Classical circuit depth log2(s) for exact solutions to the 2D Hidden Linear Function problem

Determine whether, for exactly solving the two-dimensional Hidden Linear Function (HLF) problem, the minimum classical circuit depth required to implement a Boolean function that depends on all s inputs using two-input, one-output gates equals log2(s), without imposing any constraints on circuit connectivity. This establishes a near-term classical lower bound to compare against shallow quantum circuits that solve the 2D HLF problem.

Background

Bravyi et al. proved that certain 2D Hidden Linear Function (HLF) problems can be solved exactly by constant-depth quantum circuits, while any classical solution requires logarithmic depth, establishing a quantum-classical separation in the asymptotic regime. However, those bounds become relevant only for very large instances (n ≳ 10^6 qubits), making them unsuitable for direct comparison with near-term experimental devices.
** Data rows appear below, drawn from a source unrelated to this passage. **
PR #551, opened 2022-12-01
SSD130x4WireSoftSpiTransport

eh2k:
At the moment the hardware SPI2 on the Submodule does not seem to work properly. After some trial and error, using an OLED display via software spi is a viable alternative for me.  The advantage is also that any gpio pins can be used. In contrast to spi_handle::BlockinTransmit no "ScopedIrqBlocker" is necessary.

### DIFF
--- a/examples/OLED_SoftSPI/Makefile
+++ b/examples/OLED_SoftSPI/Makefile
@@ -1,0 +1,14 @@
+# Project Name
+TARGET = OledSoftSPI
+
+# Sources
+CPP_SOURCES = OledSoftSPI.cpp
+
+# Library Locations
+LIBDAISY_DIR = ../../
+
+#APP_TYPE = BOOT_SRAM
+
+# Core location, and generic Makefile.
+SYSTEM_FILES_DIR = $(LIBDAISY_DIR)/core
+include $(SYSTEM_FILES_DIR)/Makefile
--- a/examples/OLED_SoftSPI/OledSoftSPI.cpp
+++ b/examples/OLED_SoftSPI/OledSoftSPI.cpp
@@ -26,26 +26,30 @@ MyDisplay display;
 
 int main(void)
 {
-	// Initialize the hardware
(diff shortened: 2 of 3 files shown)


stephenhensley:
@eh2k thanks for the PR! This looks great.

Awesome that you included in an example as well!

The style-stuff can be fixed pretty easily with the fix style script if you have python and clang-format installed. 
Otherwise, there's not a whole lot to fix by hand if you don't.
Let me know if you need any help with that.

What issues did you run into getting SPI2 to work on the Patch SM? Was a particular pin not functioning properly?

GregBurns:
FYI, SPI2 has been working fine for me on the PatchSM to drive an OLED
display. However it doesn't play well with USB. I have been unable to get
the logger and display to work together. I posted a small test program on
the Daisy forum.

eh2k:
@stephenhensley 

My current issue/findings:

I have the SM rev 3, and with the current libDaisy and BOOT_SDRAM the display stays black when I control it with the hardware SPI transport. I only got this to work with SpiHandle::Config::BaudPrescaler::PS_128 and if I used the ScopedIrqBlocker around the display.Update(). As far as I can remember, the ScopedIrqBlocker was only necessary when executing hw.StartAudio(). I also examined the whole thing with a LogicAnlyser and found that at the end the SPI sequence is somethig strange with the clock (at the end there is an unnecessary clock change). 

image


I also noticed that the SPI ports D9, D8 are read by the ADC. I have removed these testwise from the ADC initialization (without success).
After some googling I found the stm32h7 errata, where it says that there are SPI problems at high clock rates. After further investigation I found out that the whole clock configuration in the System::Init() is skipped in the BOOT_SDRAM case, or probably done in the bootloader (closed source).

stephenhensley:
The soft transport looks good. So I'm going to merge it.

I've split out the notes about your issues with the hardware SPI to new issue #553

To enable practical benchmarking against classical resources for the sizes accessible today, the authors propose a conjectured classical depth formula based on two-input, one-output gates that counts the required two-bit gate layers to exactly solve the HLF problem. Validating or refuting this conjecture would provide a concrete, connectivity-agnostic lower bound for classical circuits in the near-term regime and facilitate more direct comparisons with the shallow quantum circuits implemented on current hardware.